**Work to complete:** Output exactly the lines below, starting with the line that has "sam-roberts-bjss, line 10: Please" and going on through the line that has "sam-roberts-bjss: 👍", both included, and no other lines.

:: Source data ::

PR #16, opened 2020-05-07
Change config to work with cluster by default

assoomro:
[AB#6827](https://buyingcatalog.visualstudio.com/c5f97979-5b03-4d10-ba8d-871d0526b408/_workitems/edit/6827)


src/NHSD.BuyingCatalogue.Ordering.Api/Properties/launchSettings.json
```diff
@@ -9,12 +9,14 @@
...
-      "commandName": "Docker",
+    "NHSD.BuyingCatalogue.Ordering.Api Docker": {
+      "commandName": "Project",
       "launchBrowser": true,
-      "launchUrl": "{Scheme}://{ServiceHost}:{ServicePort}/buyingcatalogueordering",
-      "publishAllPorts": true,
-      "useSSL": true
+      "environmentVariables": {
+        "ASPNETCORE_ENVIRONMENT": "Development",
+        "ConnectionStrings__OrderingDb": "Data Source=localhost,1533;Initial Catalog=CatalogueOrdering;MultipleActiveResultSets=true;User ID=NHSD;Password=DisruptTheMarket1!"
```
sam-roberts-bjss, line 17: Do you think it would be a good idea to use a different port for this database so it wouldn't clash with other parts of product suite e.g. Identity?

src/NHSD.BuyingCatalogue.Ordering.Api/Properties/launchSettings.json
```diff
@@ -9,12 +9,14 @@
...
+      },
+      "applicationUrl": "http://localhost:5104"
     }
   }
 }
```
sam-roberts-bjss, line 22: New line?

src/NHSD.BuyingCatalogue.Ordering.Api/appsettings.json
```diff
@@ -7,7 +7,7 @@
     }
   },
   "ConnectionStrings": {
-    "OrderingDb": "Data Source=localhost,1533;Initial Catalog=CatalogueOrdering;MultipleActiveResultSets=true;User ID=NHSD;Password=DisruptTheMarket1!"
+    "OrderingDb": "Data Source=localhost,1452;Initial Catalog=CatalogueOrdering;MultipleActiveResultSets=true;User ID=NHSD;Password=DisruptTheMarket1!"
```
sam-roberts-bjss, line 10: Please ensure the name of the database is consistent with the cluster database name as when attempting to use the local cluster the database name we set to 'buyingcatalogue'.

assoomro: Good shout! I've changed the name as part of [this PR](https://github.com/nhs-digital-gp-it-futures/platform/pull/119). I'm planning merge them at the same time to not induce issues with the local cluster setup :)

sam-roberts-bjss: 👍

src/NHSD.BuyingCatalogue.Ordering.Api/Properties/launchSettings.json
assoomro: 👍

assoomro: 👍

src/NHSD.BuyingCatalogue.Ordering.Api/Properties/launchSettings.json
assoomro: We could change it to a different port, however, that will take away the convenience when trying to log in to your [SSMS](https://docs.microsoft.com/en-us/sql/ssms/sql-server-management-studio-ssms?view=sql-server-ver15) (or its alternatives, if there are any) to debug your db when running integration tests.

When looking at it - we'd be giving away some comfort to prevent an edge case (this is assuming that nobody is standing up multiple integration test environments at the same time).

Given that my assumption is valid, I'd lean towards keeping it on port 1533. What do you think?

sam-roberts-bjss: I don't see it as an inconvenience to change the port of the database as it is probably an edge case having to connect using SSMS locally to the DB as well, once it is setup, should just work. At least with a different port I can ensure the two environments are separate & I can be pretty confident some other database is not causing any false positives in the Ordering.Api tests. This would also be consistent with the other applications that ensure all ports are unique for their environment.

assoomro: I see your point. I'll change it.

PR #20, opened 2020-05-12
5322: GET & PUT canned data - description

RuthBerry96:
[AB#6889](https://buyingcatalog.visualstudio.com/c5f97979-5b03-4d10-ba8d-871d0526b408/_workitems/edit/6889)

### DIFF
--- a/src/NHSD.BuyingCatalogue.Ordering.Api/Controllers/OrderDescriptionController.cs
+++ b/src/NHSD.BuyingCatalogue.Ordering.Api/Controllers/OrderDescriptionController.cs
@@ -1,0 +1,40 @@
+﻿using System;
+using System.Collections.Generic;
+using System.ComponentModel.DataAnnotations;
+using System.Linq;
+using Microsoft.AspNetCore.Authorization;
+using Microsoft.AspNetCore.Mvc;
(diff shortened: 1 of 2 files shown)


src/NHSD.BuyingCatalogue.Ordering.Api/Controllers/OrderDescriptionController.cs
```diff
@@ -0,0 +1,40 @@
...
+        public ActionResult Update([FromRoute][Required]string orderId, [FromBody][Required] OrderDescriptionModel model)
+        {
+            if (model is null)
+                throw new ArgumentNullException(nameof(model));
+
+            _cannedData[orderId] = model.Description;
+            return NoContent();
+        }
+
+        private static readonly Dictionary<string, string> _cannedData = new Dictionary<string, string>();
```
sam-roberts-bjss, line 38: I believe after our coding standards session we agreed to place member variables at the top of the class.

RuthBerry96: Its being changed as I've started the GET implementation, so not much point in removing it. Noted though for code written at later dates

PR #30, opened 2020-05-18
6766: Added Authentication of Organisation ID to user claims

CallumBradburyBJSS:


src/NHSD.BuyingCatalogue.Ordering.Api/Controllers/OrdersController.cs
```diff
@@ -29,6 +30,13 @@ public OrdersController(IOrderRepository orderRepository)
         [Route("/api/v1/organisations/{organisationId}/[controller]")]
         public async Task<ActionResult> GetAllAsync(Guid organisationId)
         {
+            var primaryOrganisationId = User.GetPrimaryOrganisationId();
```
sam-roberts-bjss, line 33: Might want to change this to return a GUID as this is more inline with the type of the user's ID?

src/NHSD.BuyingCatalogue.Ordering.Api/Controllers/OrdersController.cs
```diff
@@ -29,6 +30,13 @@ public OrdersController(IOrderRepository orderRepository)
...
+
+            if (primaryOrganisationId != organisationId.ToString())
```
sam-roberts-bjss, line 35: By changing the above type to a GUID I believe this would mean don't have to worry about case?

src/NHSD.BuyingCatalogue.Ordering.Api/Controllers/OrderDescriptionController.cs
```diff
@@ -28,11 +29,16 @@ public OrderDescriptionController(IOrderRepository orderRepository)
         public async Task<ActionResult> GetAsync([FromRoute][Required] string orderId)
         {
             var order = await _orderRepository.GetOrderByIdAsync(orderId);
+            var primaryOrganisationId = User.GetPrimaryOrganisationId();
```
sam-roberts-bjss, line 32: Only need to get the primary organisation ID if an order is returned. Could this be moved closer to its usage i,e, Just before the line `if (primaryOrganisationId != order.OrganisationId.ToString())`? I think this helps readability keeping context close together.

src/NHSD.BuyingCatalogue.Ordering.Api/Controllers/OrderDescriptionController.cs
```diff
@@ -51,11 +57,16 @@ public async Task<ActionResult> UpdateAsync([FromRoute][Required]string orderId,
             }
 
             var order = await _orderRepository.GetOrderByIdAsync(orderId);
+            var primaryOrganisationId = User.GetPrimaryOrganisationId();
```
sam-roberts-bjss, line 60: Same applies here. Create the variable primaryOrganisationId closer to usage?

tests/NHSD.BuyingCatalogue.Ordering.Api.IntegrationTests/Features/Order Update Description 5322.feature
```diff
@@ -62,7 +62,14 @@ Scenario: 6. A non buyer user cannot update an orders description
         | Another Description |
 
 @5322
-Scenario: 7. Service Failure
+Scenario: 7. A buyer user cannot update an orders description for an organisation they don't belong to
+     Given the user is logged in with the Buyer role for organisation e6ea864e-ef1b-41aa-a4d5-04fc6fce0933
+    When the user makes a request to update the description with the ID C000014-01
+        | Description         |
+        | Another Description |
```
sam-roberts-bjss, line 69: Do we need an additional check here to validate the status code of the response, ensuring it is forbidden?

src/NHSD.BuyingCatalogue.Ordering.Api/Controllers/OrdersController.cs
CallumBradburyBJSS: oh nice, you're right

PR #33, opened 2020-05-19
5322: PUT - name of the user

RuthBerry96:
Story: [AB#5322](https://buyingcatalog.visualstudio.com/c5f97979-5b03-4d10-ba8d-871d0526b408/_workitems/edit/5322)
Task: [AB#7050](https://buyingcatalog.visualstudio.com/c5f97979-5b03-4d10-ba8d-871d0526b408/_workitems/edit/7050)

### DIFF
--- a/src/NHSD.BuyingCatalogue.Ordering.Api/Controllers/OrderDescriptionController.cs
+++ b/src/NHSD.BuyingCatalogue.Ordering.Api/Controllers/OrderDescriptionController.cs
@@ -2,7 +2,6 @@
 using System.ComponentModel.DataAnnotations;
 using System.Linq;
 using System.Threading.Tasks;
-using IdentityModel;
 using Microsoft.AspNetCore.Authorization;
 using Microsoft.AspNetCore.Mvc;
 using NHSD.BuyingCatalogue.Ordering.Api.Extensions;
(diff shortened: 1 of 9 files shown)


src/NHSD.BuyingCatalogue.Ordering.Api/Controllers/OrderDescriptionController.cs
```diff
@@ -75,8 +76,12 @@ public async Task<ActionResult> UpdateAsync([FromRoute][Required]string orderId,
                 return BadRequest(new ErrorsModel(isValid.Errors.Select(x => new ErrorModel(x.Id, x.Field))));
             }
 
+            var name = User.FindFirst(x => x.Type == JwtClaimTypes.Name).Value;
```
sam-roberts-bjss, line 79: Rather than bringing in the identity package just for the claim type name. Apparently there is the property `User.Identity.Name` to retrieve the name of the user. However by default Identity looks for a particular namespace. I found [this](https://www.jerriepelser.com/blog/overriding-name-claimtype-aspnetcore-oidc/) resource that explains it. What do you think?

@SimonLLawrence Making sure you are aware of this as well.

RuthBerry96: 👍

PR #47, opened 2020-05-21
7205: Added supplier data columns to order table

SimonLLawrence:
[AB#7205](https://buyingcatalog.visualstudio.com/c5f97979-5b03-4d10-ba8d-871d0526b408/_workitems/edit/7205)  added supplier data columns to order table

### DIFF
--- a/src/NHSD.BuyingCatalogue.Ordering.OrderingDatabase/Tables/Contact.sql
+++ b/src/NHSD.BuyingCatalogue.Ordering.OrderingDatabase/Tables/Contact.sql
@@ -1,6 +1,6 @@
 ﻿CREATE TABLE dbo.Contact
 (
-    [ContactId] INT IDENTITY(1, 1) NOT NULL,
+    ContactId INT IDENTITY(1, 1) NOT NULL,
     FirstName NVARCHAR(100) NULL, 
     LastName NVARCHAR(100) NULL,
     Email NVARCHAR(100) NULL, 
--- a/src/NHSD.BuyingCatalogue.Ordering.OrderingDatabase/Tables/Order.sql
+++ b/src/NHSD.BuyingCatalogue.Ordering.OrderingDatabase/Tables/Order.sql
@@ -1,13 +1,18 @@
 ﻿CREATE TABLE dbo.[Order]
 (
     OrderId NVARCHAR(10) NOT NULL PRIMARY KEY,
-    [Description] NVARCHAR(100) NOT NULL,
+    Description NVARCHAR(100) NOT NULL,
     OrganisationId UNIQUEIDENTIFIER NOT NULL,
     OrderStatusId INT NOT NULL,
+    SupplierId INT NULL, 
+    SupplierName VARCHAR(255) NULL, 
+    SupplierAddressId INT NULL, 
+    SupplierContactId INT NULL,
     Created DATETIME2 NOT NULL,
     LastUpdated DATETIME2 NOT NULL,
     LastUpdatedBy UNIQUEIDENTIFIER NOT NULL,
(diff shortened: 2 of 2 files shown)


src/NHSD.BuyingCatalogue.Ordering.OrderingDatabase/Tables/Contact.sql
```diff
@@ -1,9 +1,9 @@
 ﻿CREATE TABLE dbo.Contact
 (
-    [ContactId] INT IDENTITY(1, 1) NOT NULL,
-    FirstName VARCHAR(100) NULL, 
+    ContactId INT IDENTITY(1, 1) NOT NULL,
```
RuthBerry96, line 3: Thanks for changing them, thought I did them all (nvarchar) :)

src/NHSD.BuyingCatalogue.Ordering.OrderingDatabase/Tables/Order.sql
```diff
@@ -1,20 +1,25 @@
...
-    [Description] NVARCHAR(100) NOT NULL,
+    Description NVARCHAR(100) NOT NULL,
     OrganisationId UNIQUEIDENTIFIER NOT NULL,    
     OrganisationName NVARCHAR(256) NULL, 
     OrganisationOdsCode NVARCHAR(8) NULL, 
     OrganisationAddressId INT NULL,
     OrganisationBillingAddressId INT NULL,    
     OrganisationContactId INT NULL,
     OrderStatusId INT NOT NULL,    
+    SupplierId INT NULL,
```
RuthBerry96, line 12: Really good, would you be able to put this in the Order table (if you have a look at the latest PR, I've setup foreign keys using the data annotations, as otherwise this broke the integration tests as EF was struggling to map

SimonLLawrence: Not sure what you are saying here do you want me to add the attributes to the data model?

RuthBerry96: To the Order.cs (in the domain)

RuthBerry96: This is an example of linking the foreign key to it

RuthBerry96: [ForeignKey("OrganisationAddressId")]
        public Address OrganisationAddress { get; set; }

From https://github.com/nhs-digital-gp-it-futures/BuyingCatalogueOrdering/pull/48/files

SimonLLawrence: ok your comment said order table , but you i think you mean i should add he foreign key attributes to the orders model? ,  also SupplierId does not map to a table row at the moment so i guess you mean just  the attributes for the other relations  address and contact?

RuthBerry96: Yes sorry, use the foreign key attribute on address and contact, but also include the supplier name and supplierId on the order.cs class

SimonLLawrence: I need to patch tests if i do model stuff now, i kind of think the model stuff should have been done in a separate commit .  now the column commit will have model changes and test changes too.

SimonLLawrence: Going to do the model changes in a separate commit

:::

**Solution for this problem:**
sam-roberts-bjss, line 10: Please ensure the name of the database is consistent with the cluster database name as when attempting to use the local cluster the database name we set to 'buyingcatalogue'.

assoomro: Good shout! I've changed the name as part of [this PR](https://github.com/nhs-digital-gp-it-futures/platform/pull/119). I'm planning merge them at the same time to not induce issues with the local cluster setup :)

sam-roberts-bjss: 👍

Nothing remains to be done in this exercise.